CONFIG_FRAMEBUFFER_CONSOLE=y (i'm not 100% sure this one is needed )

CONFIG_DRM_I915_KMS=y 

you probably have to disable the framebuffer devices to actually get the KMS Option in the kernel configuration.

But don´t be suprised if it doesn´t work at all  :Wink: 

cheers

----------

## ld50

When I boot, X freezes at startup, keyboard is dead, but the mouse works.

Is this what happens to you?

----------

## ichbinsisyphos

hmm, here, I only get the wallpaper, no mouse, no keyboard, pypanel and conky don't load.

I can't tell if X freezes or if just the input devices are dead.

Is this similar to your problem?

----------

## szczerb

Also you should/must get rid of vga16 and vesa fb drivers. KMS means NO FB DRIVER. And always start with 'X -configure' after upgrade of X - not the old xorg.conf.

----------

## dlaor

Here xdm loads fine, with mouse and keyboard support. Starting a fluxbox-session afterwards, together with pypanel and conky, also works.

However starting *any* application then results in a crash, see Xorg backtrace below.

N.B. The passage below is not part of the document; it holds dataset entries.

PR #1283, opened 2019-08-18
zrle and zywrle support

Ekstazi:
Support for ZRLE encoding
https://github.com/rfbproto/rfbproto/blob/master/rfbproto.rst#zrle-encoding

I didn't benchmark it. But as my opinion it slightly slower than tight.

PR #1587, opened 2021-10-04
Added support for ZRLE encoding

rosmo:
Supports all ZRLE encodings. I would love some feedback if I should be using the display queue and/or buffer sizing. I had to touch the inflator since ZRLE doesn't give me a clear indication of how much uncompressed bytes are incoming and there is some problem retrieving 1 byte at a time from the inflator.

Also wondering if it'd be ok to add 16-bit pixel format? (keeping the framebuffer at 24 bits, but passing the true bpp value to the decoders)

### DIFF
--- a/core/decoders/zrle.js
+++ b/core/decoders/zrle.js
@@ -1,0 +1,242 @@
+/*
+ * noVNC: HTML5 VNC client
+ * Copyright (C) 2021 The noVNC Authors
+ * Licensed under MPL 2.0 (see LICENSE.txt)
+ *
+ * See README.md for usage and integration instructions.
+ *
+ */
+import Inflator from "../inflator.js";
+
+export default class ZRLEDecoder {
+    constructor() {
+        this._data = false;
+        this._compressedLength = null;
+        this._uncompressed = null;
+        this._tileBuffer = new Uint8ClampedArray(64 * 64 * 4);
+        this._zlib = new Inflator();
+        this._clearDataBuffer();
+    }
+
+    _clearDataBuffer() {
+        this._dataBuffer = null;
+        this._dataBufferPtr = 0;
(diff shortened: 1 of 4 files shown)


rosmo:
Here's the version with 16-bit support (activated only for `reMarkable rfb`): https://github.com/rosmo/noVNC/tree/zrle-decoder-16bit

samhed:
Nice! Did you check the other PR we had on the topic? #1283 Perhaps there's something useful there.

Using 2.6.29 kernel with KMS, no other fb drivers.

Are your errors similar?

 *Quote:*   

> 
> 
> Backtrace:
> 
> 0: /usr/bin/X(xorg_backtrace+0x26) [0x4e9e56]
> ...

 

----------

## El_Presidente_Pufferfish

Try xorg-server-1.6.0 from the x11 overlay.  Didn't work for me until I did that.

----------

## dlaor

 *El_Presidente_Pufferfish wrote:*   

> Try xorg-server-1.6.0 from the x11 overlay.  Didn't work for me until I did that.

 

Thanks, I'll wait for xorg-1.6.0.

----------

## szczerb

Why wait?

----------

## minor_prophets

@Weedy,

Can you define slower than a turtle?  Faster than a slug?  Perhaps you can throw out some glxgears numbers?  I'm interested.

@dlaor,

Seriously, though.  Why wait?  If your ~x86 on your xorg, what's the difference?    :Wink: 

----------

## dlaor

Yeah now you've got me thinking about it...

Well

- my computer (~amd64 nomultilib) is working very smoothly now, I am very happy with that and I don't want that to change.

- I don't desperately need 2.6.29, the only thing that makes it interesting for me is that it might speed up my 2D graphics a bit

(Intel 945GM): for example whenever I scroll a webpage in full screen firefox with a small console window on top, the redrawing of the

firefox screen lags quite a bit. But ofcourse this is a very minor issue.

- also the last post in

http://dberkholz.wordpress.com/2009/02/26/xorg-server-16-preview-in-x11-overlay/

seems to indicate that moving xorg-server-1.6 into ~arch isn't that far away. (edit: in the sense that they only need one more release... on the other hand they've been waiting on this for a long time now, so it could also mean there is a serious problem that will take some more time   :Confused:  )

This makes it a no for me I guess... But we'll see maybe i've got some spare time in the weekend  :Wink: .

Cheers!

----------

## twam

I've got it running with x11-overlay on my macbook

I only need to activate in kernel config and "AccelMethod" to "UXA" in xorg.conf.

If you don't enable KMS by default in your kernel, try i915.modeset=1 as boot parameter

I can look at my blog for further details: http://www.twam.info/gentoo/kernel-mode-setting-with-intel-gm965

----------

## albright

 *Quote:*   

> I only need to activate in kernel config and "AccelMethod" to "UXA" in xorg.conf.

 

thanks for the tip - I'm using zen sources, 2.6.29r1, xorg-server 1.6.0 (from overlay),

intel driver 2.6.3-r1.

With UXA I can run glxgears without video corruption or X lockup.

Alas, xine with xv video freezes X completely (I can ssh in and reboot ...).

Also, hibernation fails - when it tries to resume I get a black screen with

blinking cursor and soon thereafter hard lockup requiring power button

reset.

I think we should face the fact that at the moment KMS is just buggy crap!

----------